ASSIGNED TASK: Pick every line from the data below that contains the string "which" and copy it.

Excerpts from a dataset
******************************

PR #1209, opened 2026-08-02
ADR: test isolation (docs only)

Franchovy:
## Summary

Establishes a policy that tests must not make network calls to external
services. All external dependencies (CDNs, Cashu mints, Lightning nodes,
third-party APIs) must be mocked or intercepted. Only local services
started in CI workflows (relay via `nak serve`, dev server on port 3333)
are allowed.

## Problem

Tests that call external services fail intermittently in CI because
GitHub Actions runners can't reach CDNs, mints, or other third-party
endpoints. This erodes trust in CI and wastes time debugging flaky
failures unrelated to the code under test.

The most recent example was commit `8de113e4` (#1203): the product-page
e2e test loaded images from `cdn.satellite.earth`, which was unreachable
from CI. The fix intercepted the CDN requests with `page.route()` and
served a local fixture.

## What this PR adds

**ADR-0005** (`docs/adr/ADR-0005-no-external-service-dependencies-in-tests.md`):
- States the rule: no network calls to external services in tests
- Lists the only allowed dependencies: local relay, local dev server,
  other CI-started local services
- Documents what's NOT prohibited (importing pure npm packages,
  referencing external URLs as inert data)
- References the CDN interception commit and existing mock patterns

**AGENTS.md** — new "Test Isolation" section with the rule, established
mock patterns, and what's allowed.

**e2e/AGENTS.md** — new "Test Isolation" section with mock references
and interception guidance.

## Existing patterns (already in the codebase)

- `e2e/utils/lightning-mock.ts` — mocks LNURL, WebLN, and zap receipts
- `e2e/utils/nip46-mock.ts` — mocks NIP-46 remote signer
- `e2e/helpers/lnurl-mock.ts` — intercepts LNURL discovery
- `e2e/tests/product-page.spec.ts` — `interceptCdnImages()` routes
  `cdn.satellite.earth` to a local fixture image

## Test plan

- [ ] `bun run format:check` passes
- [ ] ADR-0005 renders correctly on GitHub
- [ ] AGENTS.md sections are well-formed markdown

PR #1214, opened 2026-08-03
fix(e2e): intercept CDN image requests to fix flaky product-page test

maxime-tt:
## Summary

Cherry-picks the CDN image interception fix from `auctions` (PR #1203, commit `8de113e4`) to `master`. This fixes the intermittently failing `e2e-pricing` CI job.

## Problem

The `e2e-pricing` CI job runs `bun run test:e2e -- --grep 'Product Page - View Only'`. The "should show product image" test in `product-page.spec.ts` asserts that an `` element is visible. The seeded product uses an image URL from `cdn.satellite.earth` — an external CDN that is intermittently unreachable from GitHub Actions runners.

When the CDN fails to load, the `` has a zero-size bounding box (the image uses `max-w-full max-h-full object-contain` with no explicit dimensions), so Playwright reports it as "hidden" and the test fails. This is purely a CI infrastructure dependency issue — not a code regression.

## Fix

Adds a Playwright `page.route()` interceptor (`interceptCdnImages()`) that serves a local PNG fixture (`e2e/fixtures/test-product-image.png` — a minimal 2×2 valid PNG) for all `cdn.satellite.earth` requests. The `` `src` attribute remains the original CDN URL (so the existing `toHaveAttribute('src', /cdn.satellite.earth/)` assertion still passes), but the image content is always served locally — no external network dependency.

## Files Changed

- `e2e/fixtures/test-product-image.png` — new local image fixture (73 bytes)
- `e2e/tests/product-page.spec.ts` — added `interceptCdnImages()` helper + route call in the image test (+27 lines)

## Origin

This fix was originally implemented in PR #1203 and merged into the `auctions` branch on Jul 31. It was not ported to `master`, which is why CI on `master` continues to fail intermittently. This PR cherry-picks the same fix to `master`.

Part of #1209 (ADR-0005: No external service dependencies in tests), which documents the policy this fix implements.

## Test Plan

- [x] All 10 `Product Page - View Only` tests pass locally (27.8s)
- [x] The "should show product image" test passes with no external network dependency
- [x] `prettier --check` passes
- [ ] `e2e-pricing` CI job passes


Franchovy (approved):

maximotodev (approved):
Approved. This is a clean, exact backport of the already merged `auctions` fix. The interception is scoped to the affected test, preserves the original image URL assertion, and removes the external CDN from the test’s execution boundary. The fixture matches the original merge, the branch is current with `master`, and the targeted E2E job passed all 10 tests. No blocking findings.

******************************

EXERCISE OUTPUT:
e2e test loaded images from `cdn.satellite.earth`, which was unreachable
This fix was originally implemented in PR #1203 and merged into the `auctions` branch on Jul 31. It was not ported to `master`, which is why CI on `master` continues to fail intermittently. This PR cherry-picks the same fix to `master`.
Part of #1209 (ADR-0005: No external service dependencies in tests), which documents the policy this fix implements.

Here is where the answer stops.